» Brief
Copy, without any change, the lines from the one that holds "the subsequent release.**" through the final line of the material below.

Input Block Start

PR #9036, opened 2025-09-12
Wrap interaction counts with `Trans` to add translation flexibility

surfdude29:
After a question from @nilaallj on Discord about adding flexibility for translators in the interaction counts displayed at the bottom of a post, I asked Claude and he (eventually) came up with a very simple solution that seems plausible to me: simply wrap the whole string in a `Trans` macro, with the `Plural` component nested inside.

This should give translators the flexibility to change the order in the string if it would work better in their language.

> [!NOTE]
> **Claude wrote the code for this PR, and although it passes CI I have not tested it.**
>
> **Also, this PR would cause churn in highly-visible strings. So if it were to be approved, ideally merging would happen in the period after a release has been cut, to give translators the maximum amount of time to update translations in time for the subsequent release.**

[Link to review without whitespace](https://github.com/bluesky-social/social-app/pull/9036/files?diff=unified&w=1)


surfdude29:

Input Block End

» Solution to this task
> **Also, this PR would cause churn in highly-visible strings. So if it were to be approved, ideally merging would happen in the period after a release has been cut, to give translators the maximum amount of time to update translations in time for the subsequent release.**

[Link to review without whitespace](https://github.com/bluesky-social/social-app/pull/9036/files?diff=unified&w=1)


surfdude29:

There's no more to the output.